_EXERCISE DATA:_
PR #6181, opened 2026-06-16
MWPW-198810[MEP] Fix highlight badge text and click region for promo manifest

markpadbe:
## Description
                                                                                                                                                                                                                                                                                                                        
  Fixes two MEP highlight-badge bugs that surface on promo-manifest                                                                                                                                                                                                                                                     
  replacements:                                                                                                                                                                                                                                                                                                         
                                                                                                                                                                                                                                                                                                                        
  1. **Gnav promo badge was blank (only the 🔗 icon showed).** Inline                                                                                                                                                                                                                                                   
     fragment loads set `data-manifest-id` and `data-path` on the loaded
     children but never wrote `data-manifest-display`, so the CSS rendered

_PROBLEM REQUIREMENTS:_ Return every record exactly as it was given.

_TASK ANSWER:_
PR #6181, opened 2026-06-16
MWPW-198810[MEP] Fix highlight badge text and click region for promo manifest

markpadbe:
## Description
                                                                                                                                                                                                                                                                                                                        
  Fixes two MEP highlight-badge bugs that surface on promo-manifest                                                                                                                                                                                                                                                     
  replacements:                                                                                                                                                                                                                                                                                                         
                                                                                                                                                                                                                                                                                                                        
  1. **Gnav promo badge was blank (only the 🔗 icon showed).** Inline                                                                                                                                                                                                                                                   
     fragment loads set `data-manifest-id` and `data-path` on the loaded
     children but never wrote `data-manifest-display`, so the CSS rendered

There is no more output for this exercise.